Netdata is an open-source, real-time performance and health monitoring tool for systems, applications, and infrastructure. It collects thousands of metrics per second with zero configuration and presents them through an interactive, low-latency dashboard. Netdata runs on Linux, FreeBSD, macOS, and Kubernetes – with a lightweight agent that uses minimal system resources even under heavy metric collection.
This guide walks through installing and configuring Netdata on RHEL 10, Rocky Linux 10, and AlmaLinux 10. We cover the kickstart installation, dashboard access, alarm configuration, application monitoring, firewall rules, and securing the dashboard behind an Nginx reverse proxy. The current stable release is Netdata v2.9.0.
Prerequisites
Before starting, confirm the following requirements are met:
- A server running RHEL 10, Rocky Linux 10, or AlmaLinux 10
- Root or sudo access to the server
- A working internet connection for package downloads
- Port 19999/TCP open for the Netdata dashboard (or port 80/443 if using Nginx reverse proxy)
- At least 1 GB RAM and 1 CPU core (Netdata is lightweight but needs baseline resources)
Step 1: Install Netdata on RHEL 10 / Rocky Linux 10
Netdata provides a kickstart script that detects your distribution and installs the appropriate packages automatically. This is the officially recommended installation method. Run the following command as root or with sudo:
wget -O /tmp/netdata-kickstart.sh https://get.netdata.cloud/kickstart.sh && sh /tmp/netdata-kickstart.sh --dont-wait
The --dont-wait flag skips the confirmation prompt. If you prefer curl over wget:
curl https://get.netdata.cloud/kickstart.sh > /tmp/netdata-kickstart.sh && sh /tmp/netdata-kickstart.sh --dont-wait
The installer downloads dependencies, compiles Netdata if needed, and sets up the systemd service. Once installation finishes, you should see a summary confirming Netdata is installed:
Successfully installed netdata
--- You can now access Netdata at http://localhost:19999
Verify the installed version:
netdata -v
This should return the current version:
netdata v2.9.0
Step 2: Start and Enable Netdata Service
The kickstart script usually starts Netdata automatically, but confirm the service is running and enabled to survive reboots:
sudo systemctl enable --now netdata
Check the service status to verify it is active and running:
sudo systemctl status netdata
The output should show active (running) with the main PID and memory usage:
● netdata.service - Real time performance monitoring
Loaded: loaded (/usr/lib/systemd/system/netdata.service; enabled; preset: disabled)
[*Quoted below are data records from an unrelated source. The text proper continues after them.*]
PR #192, opened 2020-10-26
Make `import_id = TRUE` take effect when no response in survey

lyh970817:
Currently when there is no response in the survey, `import_id = TRUE` in `fetch_survey` does not take effect.

### DIFF
--- a/R/read_survey.R
+++ b/R/read_survey.R
@@ -88,17 +88,6 @@ read_survey <- function(file_name,
     n_max = 1
   )))
 
-  # Message for no data in survey
-  if (nrow(rawdata) < 1) {
-    message("The survey you are importing has no responses.")
-    tbl <- tibble::as_tibble(matrix(nrow = 0,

Active: active (running) since Sat 2026-03-22 10:15:32 UTC; 5s ago
Main PID: 12345 (netdata)
Tasks: 45 (limit: 23456)
Memory: 120.4M
CPU: 2.134s
CGroup: /system.slice/netdata.service
Step 3: Access the Netdata Dashboard
Netdata serves its web dashboard on port 19999 by default. Open your browser and navigate to:
http://your-server-ip:19999
Replace your-server-ip with your server’s actual IP address – for example, http://192.168.1.50:19999. The dashboard loads instantly and starts displaying real-time metrics with per-second granularity. You will see system overview charts for CPU, memory, disk I/O, and network traffic right on the landing page.
If the dashboard does not load, check that the firewall allows port 19999 (covered in Step 8) and that the Netdata service is running.
Step 4: Configure Netdata
The main Netdata configuration file is /etc/netdata/netdata.conf. This file controls the agent’s behavior including data retention, memory usage, listening address, and update frequency. The recommended way to edit it is through the built-in editor script:
sudo /etc/netdata/edit-config netdata.conf
Key settings you may want to adjust in the [global] section:
[global]
# Change the default listening port (default: 19999)
default port = 19999
# Bind to a specific IP (default: all interfaces)
bind to = 0.0.0.0
# Data collection frequency in seconds (default: 1)
update every = 1
# History length in seconds - 3600 = 1 hour of data at 1-second granularity
history = 3600
For production servers that need longer retention, increase the history value. Setting it to 86400 retains 24 hours of per-second data but uses more RAM. Alternatively, configure the database engine mode for disk-based storage in the [db] section:
[db]
# dbengine stores data on disk, allowing much longer retention
mode = dbengine
# Disk space limit in MB for tier 0 (per-second data)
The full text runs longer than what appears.